For sure, our brain needs lots of vitamins and minerals to function in its optimal state. 

My name is Dr Tun Min, I am a GP working in NorthWest NHS England. 

In this article, I will dive into the differences between what the supplement manufacturers claim and the medical evidence which is done by reputable organisations and published in reputable medical journals.

Vitamins & Minerals for Brain Performance

Omega – 3 ( Eicosapentaenoic acid EPA & Docosahexaenoic acid DHA )

Omega 3 is probably the most important and hence most popular ingredient in brain supplements. It helps build brain cell membranes, has antiinflammatory and antioxidant properties.

Risk of Dementia

Alzheimer research UK found higher omega 3 level in adults who do not have dementia. They also found objective evidence that shows higher levels are associated with larger hippocampus which is an area of brain process and store memory.

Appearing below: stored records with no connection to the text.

PR #103, opened 2025-01-26
Adjusted the combiner of id-MLKEM1024-ECDH-P384 from SHA3 to SHA2-384

### LINKED ISSUE #102: No composite is currently compatible with CNSA 2.0
It just came to my attention (thanks Uri), that CNSA 2.0 allows SHA3 internally to ML-DSA / ML-KEM, but not as a standalone hash function (only SHA2-384 and SHA2-512). It also allows only the Level V parameter sets for ML-DSA and ML-KEM.

That means that we currently have zero CompositeML-KEM variants that are compatible with CNSA 2.0 because we use SHA3 as the KEM Combiner on the Level V’s.

https://lamps-wg.github.io/draft-composite-kem/draft-ietf-lamps-pq-composite-kem.html#name-algorithm-identifiers

I assume this is a problem we should fix by changing id-MLKEM1024-ECDH-P384 to use HKDF-SHA2-512 ?

NSA’s stance on hybrids is well known, but I think it’s still preferrable that these exist at least one CompositeKEM that is compatible with CNSA 2.0, right?

ounsworth:
… so that it is compliant with CNSA 2.0.

Closes #102 

Rebased on top of #100. Merge that one first.


ounsworth:
Not ready, more work required.

Now that the general HKDF tweaks are merged to main, I should just cherry-pick the commit that changes MLKEM1024 from SHA3 to HKDF-SHA384, and start a new PR.

ounsworth:
Replaced by #107

Issue #112, opened 2025-03-03
Add length encoding to handle variable length keys


johngray-dev:
The private key format for ML_KEM can be a seed, and expanded format or both.  The Composite KEM draft at the moment only supports the seed format.   To better align with the ML-KEM drafts at IETF, we will add a 4-byte length tag to encode the length of the ML-KEM kem, so that it can be separated.

johngray-dev:
This was resolved in #113

PR #113, opened 2025-03-03
Added a fixed 4-byte length encoding value for the first mlkem compon…

johngray-dev:
…ent so the keys and ciphertexts can be separated.


johngray-dev:
closes #112

PR #136, opened 2025-04-27
Remove DER Encoding Rules section

### LINKED ISSUE #117: Clean up "DER encoding" sentences
We have instances of "DER encoding" in the document. Many of them do not make sense anymore since we removed the ASN.1 wrapper around public keys and signatures.

Go through each one and see if it still makes sense.

Also, the entire section "Encoding Rules" probably does not need to exist anymore since we now explicitly lay out the byte encoding of the structure.

ounsworth:
Since we are not encoding as raw bytes, no need for the section on DER encoding rules.

Closes #117


draft-ietf-lamps-pq-composite-kem.md
```diff
@@ -338,9 +337,6 @@ In addition, the following terms are used in this document:
   A combiner specifies how multiple shared secrets are combined into
   a single shared secret.
 
-**DER:**
```
janklaussner, line 341: Same commant as in -sigs: DER is used in draft, why remove it here?

janklaussner (changes requested):
The term DER is used throughout the document, so removing the reference seems not right.

ounsworth:
I am going to close this PR and try again in a fresh one.

PR #140, opened 2025-05-07
Merges the two NIST certification sections.

### LINKED ISSUE #125: We currently have two FIPS Certification sections --> Merge them!
D.1. FIPS Certification

D.1.1. FIPS certification of Combiner Function

Also, referencing a specific page number is a bad idea because IGs get updated and page numbers change.

> [SP.800-56Cr2] section 4 "One-Step Key Derivation" requires a counter
   which begins at the 4-byte value 0x00000001.  However, the counter is
   allowed to be omitted when the hash function is executed only once,
   as specified on page 159 of the FIPS 140-3 Implementation Guidance
   [FIPS-140-3-IG].

janklaussner:


janklaussner:
The original text said that we do not use the "HKDF-Extract" step, which contradicts our HKDF description:
https://github.com/lamps-wg/draft-composite-kem/blob/cc427e13f34b9ba9bcf28adf3f8955395ce53f68/draft-ietf-lamps-pq-composite-kem.md?plain=1#L583

I fixed it to "we do not need to use the HKDF-Expand step" and hope this is correct...

ounsworth (approved):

Supplements in healthy adults

Supplements of omega – 3 for the brain are one of the favourite topics among medical researchers and pharmaceutical companies.

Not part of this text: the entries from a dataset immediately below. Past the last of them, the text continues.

PR #143, opened 2025-05-17
Removed all the DER wrapping text

### LINKED ISSUE #114: Add reference to component algorithm section in serialization methods to make it clear how the individual component keys should be encoded.
Add reference to component algorithm section in serialization methods to make it clear how the individual component keys should be encoded.

### LINKED ISSUE #117: Clean up "DER encoding" sentences

### LINKED ISSUE #142: BIT STRING or BIT STRING{ BIT STRING }
(copy from -sigs ... the analogous thing is needed in -kems)

Stephan Müller points out that if you just read the definitions of 

```
CompositeMLDSAPublicKey ::= BIT STRING

CompositeSignatureValue ::= BIT STRING
```

in isolation, then you might assume that to place this inside a `SubjectPublicKeyInfo.subjectPublicKey` or `Certificate.signature`, you need to double-wrap this as BIT STRING{ BIT STRING }.

This is not the case and is explained in Section 5.3 Encoding Rules, but perhaps the section that defines CompositeMLDSAPublicKey and CompositeSignatureValue needs a reference to 5.3?

ounsworth:
Sister PR in Sigs:

* https://github.com/lamps-wg/draft-composite-sigs/pull/164

Removed duplicate Serialization section.

Significantly cut down the sections that deal with DER encoding and ASN.1 structures ... I think we don't need any of that now that we have explicit non-DER serialization routines defined.

Closes #114 
Closes #117 
Closes #142 

TODO before merging:

- [x] Make sure the modified ASN.1 module compiles and matches the ASN.1 in the body.


janklaussner (commented):
I fixed some smaller spelling and ASN.1 errors, now it looks sound for me.
I wonder though if we could get rid of all the individual pk-* definitions for each combination. In the end we only pass through the object identifier id and fix the key usage. But right now I can not wrap my head around how exactly it would look like....

draft-ietf-lamps-pq-composite-kem.md
```diff
@@ -1043,69 +931,67 @@ Deserialization Process:
...
-The wire encoding of a Composite ML-KEM public key is:
 
-~~~ ASN.1
-CompositeKEMPublicKey ::= BIT STRING
-~~~
-{: artwork-name="CompositeKEMPublicKey-asn.1-structures"}
+## Encoding to DER {#sec-encoding-to-der}
 
-Since RSA and ECDH component public keys are themselves in a DER encoding, the following show the internal structure of the various public key types used in this specification:
+The serialization routines presented in {{sec-serialization}} produce raw binary values. When these values are required to be carried within a DER-encoded message format such as an X.509's `subjectPublicKey BIT STRING` [RFC5280] or a CMS `KEMRecipientInfo.kemct OCTET STRING` [RFC9629], then the composite value MUST be wrapped into a DER BIT STRING or OCTET STRING in the obvious ways:
```
johngray-dev, line 943: Should we remove the CMS comment (Same comment as I had for signatures).

johngray-dev (approved):

PR #144, opened 2025-05-20
Added section on subset profile

### LINKED ISSUE #123: Add Implementation Consideration: "Pick a small number to implement"
Add a new section in Implementation Considerations that it is NOT RECOMMENDED for anyone to implement all options.

Proposed text:

># Implementation Considerations
>## Profiling down the number of options
>
>One immediately daunting aspect of this specification is the number of composite algorithm combinations.
Each option has been specified because there is a community that has a direct application for it; typically because the traditional component is already deployed in a change-managed environment, or because that specific traditional component is required for regulatory reasons.
>
>However, this large number of combinations leads either to fracturing of the ecosystem into non-interoperable sub-groups when different communities choose non-overlapping subsets to support, or on the other hand it leads to spreading development resources too thin when trying to support all options.
>
>This specification does not list any particular composite algorithm as mandatory-to-implement, however organizations that operate within specific application domains are encouraged to define profiles that select a small number of composites appropriate for that application domain.
For applications that do not have any regulatory requirements or legacy implementations to consider, it is RECOMMENDED to implement:
> (Signatures)
> * id-MLDSA65-ECDSA-P256
>
> (KEMs)
> * id-MLKEM768-X25519-SHA3-256
> * id-MLKEM768-ECDH-P256-HKDF-SHA256

ounsworth:
Closes #123


janklaussner (approved):
Looks good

Probably hundreds if not thousands of papers on this topic, results showing waste of money to significant improvement of brain function including prevention of dementia.

Source of Omega – 3

  • Salmon
  • Cod liver oil
  • Mackerel
  • Oysters
  • Sardines
  • Caviar
  • China Seeds
  • Soybeans

Vitamin D

Vitamin D is one of the few vitamins which can cross the blood-brain barrier (Our brain does not let everything in our blood go into its circulation thus it has a barrier).

One of the most prominent studies called, Rush memory and Aging Project, researchers examined vitamin D level and found that elevated levels of vitamin D in the brain is associated with 25% to 33% lower odds of dementia and mild cognitive impairment.

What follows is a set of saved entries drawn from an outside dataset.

PR #154, opened 2025-05-29
Clarified notation around KDFs

### LINKED ISSUE #153: PiotrPopis comments on KDF
In #129 @PiotrPopis submitted the following. I am splitting this into its own Issue for easier tracking.

@ounsworth @janklaussner
I have a problem with the provisions concerning KEM Combiner and I ask the authors for a comment or possible changes.

As for chapter D.1.1, in my opinion it is OK, in the sense that it contains provisions consistent with SP-800-227ipd.

At the same time, equation 13 of 227 is repeated in D.1.1, but in chapter 4.4 (and thus also in 4.2 and 4.3) the "Expand" function is omitted when KDF is HKDF.

In chapter 4.4 it is mentioned that many cryptographic libraries provide only a combined interface for HKDF and do not expose HKDF-Extract() and HKDF-Expand() separately, but this remark should not mean that HKDF-Expand() can be omitted at all?

In chapter 4.4 there is a mention of the info parameter, which (I think) according to version 07 should be a zero-length string according to chapter 2.3 of RFC 5869 (the wording "empty").

In my opinion, in chapter 4 the notation consistent with equation 13 should be used and the values ​​of the info parameter should be specified. Am I right?

### LINKED ISSUE #160: Add a "Implicit inputs mapped from <OID>"
and change the algorithm defns to

    Composite-ML-KEM<OID>

Relates to https://github.com/lamps-wg/draft-composite-sigs/issues/185

ounsworth:
Closes #153 
Closes #160


PiotrPopis:
@ounsworth 
1. The latest fix for KDF=HKDF clarifies a number of concerns raised in issue #153, ​​i.e. the sentence: 
_Within this specification, "HKDF" means only the "HKDF-Extract" step; the "HKDF-Expand" step is always omitted when computing a composite KEM combiner._

2.  My previous comments were rather aimed at other changes, namely to clarify that HKDF should have the following form and parameters:
(...)
else if KDF is "HKDF"
ss = Expand(HKDF-Extract(salt="", IKM=mlkemSS || tradSS || tradCT
|| tradPK || Domain), info, L)
- Note: salt is the empty string (0 octets), which will
- internally be mapped to the zero vector `0x00..00` of
- the correct input size for the underlying hash function
- as per section 2.2 of [RFC5869];
- info is a zero-length string and
- L is 32 (256 bits).
which would be consistent with the provisions of section D.1.1:
(...) _The Composite KEM variants that use SHA3 as a combiner fit form (12) while the variants that use HKDF-SHA2 fit form (13)._
Now I see that my previous comment was not understood - I should probably point out the above sentence from D.1.1.

3. What now?
The sentence from D.1.1. must be changed, but I recommend to maintain compliance with NIST SP 800-227. Since NIST approves both one-step key derivation and two-step key derivation, let's not modify the "two-step" version, which will be considered as non-compliance, and let's introduce only the "one-step" version with three hash functions: SHA256, SHA3-256 and SHA384/256 to KEM Combiner.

Another research from NCBI ( National Center for Biotechnology Information) analysed data from a study with 1291 participants showing severe vitamin D deficiency is associated with visual memory decline.

Supplements in healthy adults

NCBI meta-analysis of 5 largest studies conducted for vitamin D and supplements, 3 of them failed to show any significant improvement in many different parameters.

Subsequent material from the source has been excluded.